Memorable Quotes

Disclaimer:

This is an equal-opportunity quote page. By that I mean that I do my best to make fun of everyone (meaning both individuals and groups) equally.

In these quotes you're likely to find suggestions of sexism, racism, beastiality, prostitution, homosexuality, homophobia, foul language, alcoholism, various illegal acts, general bad taste, etc., etc., etc. Please try to keep in mind that these quotes were quite intentionally left without any of the relevant context as to the situation in which they were said.

As you read the following quotes, please keep in mind that just because I said something or found what someone else said humorous does NOT necessarily mean that I agree with it. I find "shock humor" to be a wonderful form of comedy. I am able to find some inherent humor in most of life, including situations that are entirely repugnant to my personal morality.

If you are at all unsure of your ability to maintain a sense of humor while reading these quotes, I would strongly encourage you to A) find your entertainment elsewhere; and B) chill out.

West Lafayette, Winter 2006-07

 
Terry: Either she's criminally retarded or she's hitting on me. [link]
Brad: You phrased that as an either-or. It could very well be both.

Actually, in your case, the first is a requirement for the second.
 
 
Liz: Boys like herpes? [link]
Brad: I prefer hepatitis, it's tangy.  
 
Brad: That guy who cut off his girlfriend's finger on accident? A guy told him he might want to start sleeping on his stomach. [link]
Jeff: That protects one area, but she can still carve out a slab of bacon.  
Brad: Hey, better bacon than sausage.  
 
(Name Withheld): Well, I could nigger-rig it, but it might never work again. [link]
Terry: What, were you going to use epoxy?  
(Name Withheld): Well, yeah, I said "nigger-rig," and niggers love glue.  
 
Brad: I've laid a couple of football fields' worth of cock in your mom. [link]
Terry: What, is this your own personal run to the Superbowl?  
Brad: Indeed. My record is 14-1. There was a poopy incident. My only loss, sadly.

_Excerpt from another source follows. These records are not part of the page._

Issue #1318, opened 2020-10-19
Make a quickstart guide that uses adminMode+assembly manager, etc.


cmdcolin:

cmdcolin:
@elliothershberg great start on this

can you also show how to add a track like a BAM file?

also we may want to emphasize that this does not do any uploading, just pointing at absolute URLs on the web

cmdcolin:
and then similarly, make it clear that JBrowse CLI is an alternative way of setting up the instance

elliothershberg:
I thought about covering adding a track (like BAM), but decided not to. As you mentioned earlier, it's probably good to keep these quickstarts concise, and that is a feature that isn't exclusive to admin mode.

I could make that distinction about CLI, but I feel like when clicking through the content of the quickstarts the different options are pretty clear.

cmdcolin:
>I thought about covering adding a track (like BAM), but decided not to. As you mentioned earlier, it's probably good to keep these quickstarts concise, and that is a feature that isn't exclusive to admin mode.

If so, maybe it can be added to the User-guide

cmdcolin:
User-guide currently has no content about adding tracks

PR #1397, opened 2020-11-04
1318 admin quickstart

elliothershberg:
This adds the admin quickstart guide to our docs (#1318 )

Covers:

- Launching `admin-server`
- Adding an assembly using assembly manager GUI
- Accessing configuration editor for a track, seeing live updates

Open to any suggestions on improvements :)


elliothershberg:
Restarted build after dotplot test failed

cmdcolin:
- can you optimize your images with pngquant
- can you remove the part about editing the "height" variable on the sequence track? this is too detailed I think. on some level the briefer the content, the better
- is there any reason why the assembly dialog box has such a large area?

elliothershberg:
> * can you optimize your images with pngquant

Yeah, I can do that now
> * can you remove the part about editing the "height" variable on the sequence track? this is too detailed I think. on some level the briefer the content, the better

Sure, so just stick with showing how to access the config settings but not specific example?

> * is there any reason why the assembly dialog box has such a large area?

For parity with the button visually

cmdcolin:
>Sure, so just stick with showing how to access the config settings but not specific example?

Ya, or I might suggest focus on the assembly manager rather than switch to configuration editor at all maybe?



>>is there any reason why the assembly dialog box has such a large area?
>For parity with the button visually

Not sure I was specific, I was looking at the dialog box header which is very large I mean
https://github.com/GMOD/jbrowse-components/pull/1397/files?short_path=ad824d1#diff-ad824d17eafecf14f93d5119c25248c6ff47d4ebb9576c6204c2851e416ae5bf

That is not new on this branch but I wonder can it be made smaller

website/docs/quickstart_admin.md
```diff
@@ -0,0 +1,87 @@
...
+
+### Pre-requisites
+
+This tutorial requires having the following software installed
+
+- [JBrowse 2 CLI tools](quickstart_web#install-the-cli-tools)
+
+- [JBrowse 2 web application](quickstart_web#using-jbrowse-create-to-install-jbrowse)
+
+### Starting JBrowse2 Admin Server
```
cmdcolin, line 17: this is fairly picky but can we make subheadings use sentence-casing, e.g.  ```### Starting JBrowse2 admin server```

elliothershberg: Sure, it should be consistent with other guides

elliothershberg:
Yeah I could work on making the dialog box header smaller at some point, probably because the back arrow isn't on same line as the header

Let's just say that your mom sometimes plays for the Cleveland Browns.
 
Terry: Let me guess: the field was a bit muddy?  
 
Amy: There have been times in the past when I would go to Costco to buy all this Tide, some Canadian Club for my dad, diapers for [my sister's daughter], and some meat for the dogs. I looked like an alcoholic mother on the Atkin's diet with a laundry problem. [link]
 
Yost: Are Italian students that go to Butler called Bulldagos?

Or is that Italian lesbians?

I forget.
[link]
 
Nolandda: (to Terry) You are like the goddamn Cactus historian at this point. [link]
 
Joe: Apparently the groundhog saw his shadow today: six more weeks of bullshit! [link]
 
(Name Withheld): It's a good thing we didn't have sex last night; I had to pee in a cup today! [link]
 
Brad: So you know that black stuff they make Harrison Ford drink in Temple of Doom? You now know what my poop looked like this morning.

It's the first time I've taken a dump that slithered out, like it had its own will and intellect.
[link]
 
Terry: I didn't go to grad school for fun. [link]
Yost: You went for the sodomy.

Go for the learning, stay for the raping.
 
 
Amy: You take such good care of me. [link]
Terry: Yeah, and when I can't provide for your emotionally or intellectually, I can always buy you shit.  
 
Brad: I have this morbid fear of farting while some chick is blowing me. Come on, an orgasm is a full body tense, and there are times during my rigorous schedule of self-love that I've cranked one out while cumming. [link]
 
Liz: I don't like the little nubby thing. [link]
 
Brad: I'm going to be high-steppin' through the snow like I'm runnin' from police dogs. [link]
 
Amy: I may buy some hoes later.

I mean shoes, not hoes.
[link]
 
Yost: Can IMs even escape from Texas?

I thought the internets went uphill there or something.